=== Section Start ===
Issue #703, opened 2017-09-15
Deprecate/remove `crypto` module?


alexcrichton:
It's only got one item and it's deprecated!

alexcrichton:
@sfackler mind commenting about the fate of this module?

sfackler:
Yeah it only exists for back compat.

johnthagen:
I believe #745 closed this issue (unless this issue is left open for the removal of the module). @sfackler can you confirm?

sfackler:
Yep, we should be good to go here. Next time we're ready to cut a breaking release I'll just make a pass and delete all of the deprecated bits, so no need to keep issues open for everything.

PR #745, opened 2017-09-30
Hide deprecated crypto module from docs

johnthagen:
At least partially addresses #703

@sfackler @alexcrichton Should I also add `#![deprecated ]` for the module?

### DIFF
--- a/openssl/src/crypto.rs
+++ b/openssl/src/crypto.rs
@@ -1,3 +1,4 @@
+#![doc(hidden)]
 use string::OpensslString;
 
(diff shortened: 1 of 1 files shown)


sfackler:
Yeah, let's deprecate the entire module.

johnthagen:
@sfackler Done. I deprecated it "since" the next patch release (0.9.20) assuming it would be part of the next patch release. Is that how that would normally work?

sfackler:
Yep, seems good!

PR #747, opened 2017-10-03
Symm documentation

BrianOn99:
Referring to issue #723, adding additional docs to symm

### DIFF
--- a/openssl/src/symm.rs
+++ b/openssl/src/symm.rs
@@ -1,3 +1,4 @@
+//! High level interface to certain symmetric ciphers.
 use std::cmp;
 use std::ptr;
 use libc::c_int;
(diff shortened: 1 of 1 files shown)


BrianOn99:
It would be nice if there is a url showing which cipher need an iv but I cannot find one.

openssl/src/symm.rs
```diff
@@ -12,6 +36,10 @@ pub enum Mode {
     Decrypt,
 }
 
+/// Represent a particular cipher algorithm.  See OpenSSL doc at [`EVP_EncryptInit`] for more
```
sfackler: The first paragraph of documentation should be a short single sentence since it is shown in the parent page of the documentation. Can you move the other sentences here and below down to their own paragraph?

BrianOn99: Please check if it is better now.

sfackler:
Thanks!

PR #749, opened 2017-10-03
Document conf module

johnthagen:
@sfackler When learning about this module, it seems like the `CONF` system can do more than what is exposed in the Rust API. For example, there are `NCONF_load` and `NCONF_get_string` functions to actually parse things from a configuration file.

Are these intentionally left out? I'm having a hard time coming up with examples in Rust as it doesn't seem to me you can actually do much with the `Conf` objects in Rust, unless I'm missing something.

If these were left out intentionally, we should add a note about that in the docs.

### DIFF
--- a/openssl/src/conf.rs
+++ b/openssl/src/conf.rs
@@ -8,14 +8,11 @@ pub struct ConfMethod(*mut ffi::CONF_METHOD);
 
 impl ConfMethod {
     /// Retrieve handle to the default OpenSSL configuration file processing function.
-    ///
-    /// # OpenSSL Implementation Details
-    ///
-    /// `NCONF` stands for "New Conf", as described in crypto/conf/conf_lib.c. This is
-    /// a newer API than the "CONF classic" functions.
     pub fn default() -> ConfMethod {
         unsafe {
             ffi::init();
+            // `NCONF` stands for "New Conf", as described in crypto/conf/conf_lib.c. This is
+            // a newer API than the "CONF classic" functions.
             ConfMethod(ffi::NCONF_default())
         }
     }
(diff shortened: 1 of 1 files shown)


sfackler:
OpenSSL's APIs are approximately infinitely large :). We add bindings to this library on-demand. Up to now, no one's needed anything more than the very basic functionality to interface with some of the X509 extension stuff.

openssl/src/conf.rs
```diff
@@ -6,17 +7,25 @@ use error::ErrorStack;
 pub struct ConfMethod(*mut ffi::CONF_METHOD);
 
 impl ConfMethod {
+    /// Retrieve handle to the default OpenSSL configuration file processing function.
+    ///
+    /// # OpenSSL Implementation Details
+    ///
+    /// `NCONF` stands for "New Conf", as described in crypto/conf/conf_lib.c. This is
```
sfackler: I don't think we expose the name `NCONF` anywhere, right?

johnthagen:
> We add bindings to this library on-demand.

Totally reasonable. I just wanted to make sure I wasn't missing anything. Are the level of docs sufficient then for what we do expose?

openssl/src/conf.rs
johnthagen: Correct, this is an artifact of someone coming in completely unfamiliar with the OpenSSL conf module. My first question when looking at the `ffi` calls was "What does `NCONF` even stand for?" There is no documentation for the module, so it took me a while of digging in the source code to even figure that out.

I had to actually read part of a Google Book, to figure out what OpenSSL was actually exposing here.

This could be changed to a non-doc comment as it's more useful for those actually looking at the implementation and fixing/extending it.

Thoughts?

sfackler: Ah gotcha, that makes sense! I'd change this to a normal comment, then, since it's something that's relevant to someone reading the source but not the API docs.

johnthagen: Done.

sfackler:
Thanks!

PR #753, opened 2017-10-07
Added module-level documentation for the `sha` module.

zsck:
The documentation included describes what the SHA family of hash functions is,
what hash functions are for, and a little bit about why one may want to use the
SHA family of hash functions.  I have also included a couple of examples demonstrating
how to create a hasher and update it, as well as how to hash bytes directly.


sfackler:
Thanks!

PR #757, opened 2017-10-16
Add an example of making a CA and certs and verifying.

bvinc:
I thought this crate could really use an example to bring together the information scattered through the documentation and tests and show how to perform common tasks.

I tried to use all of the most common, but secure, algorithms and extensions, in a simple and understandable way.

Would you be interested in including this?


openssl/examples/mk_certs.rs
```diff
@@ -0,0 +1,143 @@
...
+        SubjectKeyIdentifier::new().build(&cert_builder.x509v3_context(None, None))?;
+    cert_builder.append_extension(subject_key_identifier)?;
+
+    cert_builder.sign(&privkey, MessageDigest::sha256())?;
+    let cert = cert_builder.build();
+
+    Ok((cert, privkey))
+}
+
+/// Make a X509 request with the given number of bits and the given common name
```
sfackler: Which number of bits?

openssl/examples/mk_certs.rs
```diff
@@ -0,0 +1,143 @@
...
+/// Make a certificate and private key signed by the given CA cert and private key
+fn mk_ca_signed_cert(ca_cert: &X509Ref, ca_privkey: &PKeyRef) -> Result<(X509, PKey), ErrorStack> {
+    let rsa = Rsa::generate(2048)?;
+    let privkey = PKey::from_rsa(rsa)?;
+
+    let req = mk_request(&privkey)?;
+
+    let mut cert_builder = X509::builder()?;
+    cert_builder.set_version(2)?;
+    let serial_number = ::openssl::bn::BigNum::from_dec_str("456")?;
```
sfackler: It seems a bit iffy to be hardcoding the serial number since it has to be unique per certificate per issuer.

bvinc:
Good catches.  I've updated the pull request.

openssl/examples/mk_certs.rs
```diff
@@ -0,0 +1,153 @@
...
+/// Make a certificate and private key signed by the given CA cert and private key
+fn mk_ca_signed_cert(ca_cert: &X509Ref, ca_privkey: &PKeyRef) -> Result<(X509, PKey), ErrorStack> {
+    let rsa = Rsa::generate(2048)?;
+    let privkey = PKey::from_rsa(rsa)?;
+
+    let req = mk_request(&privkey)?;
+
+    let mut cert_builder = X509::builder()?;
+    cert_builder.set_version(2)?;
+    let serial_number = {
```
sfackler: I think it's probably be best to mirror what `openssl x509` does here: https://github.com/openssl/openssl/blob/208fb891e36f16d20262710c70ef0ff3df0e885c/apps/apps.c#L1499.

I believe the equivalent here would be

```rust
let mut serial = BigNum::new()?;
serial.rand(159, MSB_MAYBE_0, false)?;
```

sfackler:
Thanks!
=== Section End ===
=== Section Start ===
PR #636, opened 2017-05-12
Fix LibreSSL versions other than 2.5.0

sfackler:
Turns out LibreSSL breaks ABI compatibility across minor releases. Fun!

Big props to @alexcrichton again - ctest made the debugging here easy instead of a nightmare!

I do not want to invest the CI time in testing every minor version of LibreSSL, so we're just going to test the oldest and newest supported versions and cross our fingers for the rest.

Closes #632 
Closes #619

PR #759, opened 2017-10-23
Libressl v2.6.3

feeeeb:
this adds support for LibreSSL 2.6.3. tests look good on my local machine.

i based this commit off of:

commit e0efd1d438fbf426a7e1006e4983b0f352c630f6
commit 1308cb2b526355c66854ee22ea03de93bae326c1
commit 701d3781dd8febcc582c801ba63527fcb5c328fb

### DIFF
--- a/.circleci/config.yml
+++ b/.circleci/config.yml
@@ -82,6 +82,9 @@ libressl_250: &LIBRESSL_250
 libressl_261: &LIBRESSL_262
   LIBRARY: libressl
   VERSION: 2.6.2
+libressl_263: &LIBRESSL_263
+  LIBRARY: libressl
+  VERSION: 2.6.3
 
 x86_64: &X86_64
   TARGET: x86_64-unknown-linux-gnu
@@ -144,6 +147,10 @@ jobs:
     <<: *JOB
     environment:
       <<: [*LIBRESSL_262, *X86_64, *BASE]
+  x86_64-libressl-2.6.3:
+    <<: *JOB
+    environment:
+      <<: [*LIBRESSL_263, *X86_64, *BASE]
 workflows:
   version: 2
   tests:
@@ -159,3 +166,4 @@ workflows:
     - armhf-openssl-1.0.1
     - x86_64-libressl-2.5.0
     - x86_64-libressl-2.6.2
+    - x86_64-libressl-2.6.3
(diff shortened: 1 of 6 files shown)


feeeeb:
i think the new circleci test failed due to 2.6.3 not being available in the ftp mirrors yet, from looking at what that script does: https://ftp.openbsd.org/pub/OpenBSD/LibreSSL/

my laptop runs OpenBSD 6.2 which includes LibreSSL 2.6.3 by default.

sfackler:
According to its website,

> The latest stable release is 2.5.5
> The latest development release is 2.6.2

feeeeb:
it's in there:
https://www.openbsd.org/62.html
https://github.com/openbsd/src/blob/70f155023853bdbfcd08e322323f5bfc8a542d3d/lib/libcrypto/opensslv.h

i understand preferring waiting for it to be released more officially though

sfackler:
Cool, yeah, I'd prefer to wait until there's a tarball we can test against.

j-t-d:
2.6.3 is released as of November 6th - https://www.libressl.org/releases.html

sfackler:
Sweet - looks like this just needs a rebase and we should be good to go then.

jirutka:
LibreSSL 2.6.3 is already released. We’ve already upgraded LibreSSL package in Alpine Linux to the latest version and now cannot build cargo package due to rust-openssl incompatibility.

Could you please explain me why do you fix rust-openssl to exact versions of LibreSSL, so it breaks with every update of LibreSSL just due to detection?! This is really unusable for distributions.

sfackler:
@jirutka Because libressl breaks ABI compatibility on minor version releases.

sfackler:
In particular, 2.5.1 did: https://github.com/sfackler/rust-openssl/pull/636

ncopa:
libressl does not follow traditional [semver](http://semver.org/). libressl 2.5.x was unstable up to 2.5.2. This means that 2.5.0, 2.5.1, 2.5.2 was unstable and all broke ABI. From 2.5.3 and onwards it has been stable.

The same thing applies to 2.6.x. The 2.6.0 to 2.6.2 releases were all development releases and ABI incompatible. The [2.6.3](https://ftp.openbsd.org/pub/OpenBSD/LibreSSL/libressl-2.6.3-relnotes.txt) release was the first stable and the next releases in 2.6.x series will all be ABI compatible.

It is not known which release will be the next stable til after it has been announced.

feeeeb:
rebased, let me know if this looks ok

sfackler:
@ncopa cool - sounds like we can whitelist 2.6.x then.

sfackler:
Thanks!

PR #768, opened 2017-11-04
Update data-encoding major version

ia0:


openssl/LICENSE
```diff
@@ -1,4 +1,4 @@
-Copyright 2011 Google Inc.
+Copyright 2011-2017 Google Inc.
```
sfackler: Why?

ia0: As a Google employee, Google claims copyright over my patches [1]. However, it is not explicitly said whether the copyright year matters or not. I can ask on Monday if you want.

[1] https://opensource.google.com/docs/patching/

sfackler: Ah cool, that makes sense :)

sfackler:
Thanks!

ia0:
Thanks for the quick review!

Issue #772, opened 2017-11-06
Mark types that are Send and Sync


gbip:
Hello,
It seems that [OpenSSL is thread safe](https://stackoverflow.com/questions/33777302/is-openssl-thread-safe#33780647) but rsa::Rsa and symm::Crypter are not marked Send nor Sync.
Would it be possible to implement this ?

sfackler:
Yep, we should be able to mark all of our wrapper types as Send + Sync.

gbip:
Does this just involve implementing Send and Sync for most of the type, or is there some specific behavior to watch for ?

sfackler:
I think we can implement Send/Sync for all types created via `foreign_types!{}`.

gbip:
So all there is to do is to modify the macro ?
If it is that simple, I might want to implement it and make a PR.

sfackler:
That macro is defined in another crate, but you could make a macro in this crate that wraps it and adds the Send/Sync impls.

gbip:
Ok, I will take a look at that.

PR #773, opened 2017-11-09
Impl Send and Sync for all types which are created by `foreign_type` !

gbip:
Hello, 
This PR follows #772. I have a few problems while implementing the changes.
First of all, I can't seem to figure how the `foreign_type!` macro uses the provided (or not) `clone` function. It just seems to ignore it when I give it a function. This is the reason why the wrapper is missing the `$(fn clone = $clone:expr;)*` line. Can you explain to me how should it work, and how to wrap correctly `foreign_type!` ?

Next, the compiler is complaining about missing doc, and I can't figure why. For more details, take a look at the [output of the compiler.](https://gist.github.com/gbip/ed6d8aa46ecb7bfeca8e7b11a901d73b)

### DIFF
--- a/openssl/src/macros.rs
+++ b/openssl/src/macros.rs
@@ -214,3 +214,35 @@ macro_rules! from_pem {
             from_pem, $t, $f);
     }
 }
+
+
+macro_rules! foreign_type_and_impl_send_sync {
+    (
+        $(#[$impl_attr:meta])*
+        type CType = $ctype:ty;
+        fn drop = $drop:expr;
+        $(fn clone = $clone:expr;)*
=== Section End ===
=== Section Start ===
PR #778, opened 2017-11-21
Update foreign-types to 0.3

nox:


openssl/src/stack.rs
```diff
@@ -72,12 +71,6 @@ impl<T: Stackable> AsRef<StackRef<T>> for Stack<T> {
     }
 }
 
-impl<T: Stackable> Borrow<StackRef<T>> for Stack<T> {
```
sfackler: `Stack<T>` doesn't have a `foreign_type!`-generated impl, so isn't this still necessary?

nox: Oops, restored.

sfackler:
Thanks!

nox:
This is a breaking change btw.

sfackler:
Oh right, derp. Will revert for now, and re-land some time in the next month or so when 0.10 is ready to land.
=== Section End ===
Send back an exact copy of only the lines from the line with "Issue #703, opened 2017-09-15" up to and including the line with "I believe #745" in the data above.

Issue #703, opened 2017-09-15
Deprecate/remove `crypto` module?


alexcrichton:
It's only got one item and it's deprecated!

alexcrichton:
@sfackler mind commenting about the fate of this module?

sfackler:
Yeah it only exists for back compat.

johnthagen:
I believe #745 closed this issue (unless this issue is left open for the removal of the module). @sfackler can you confirm?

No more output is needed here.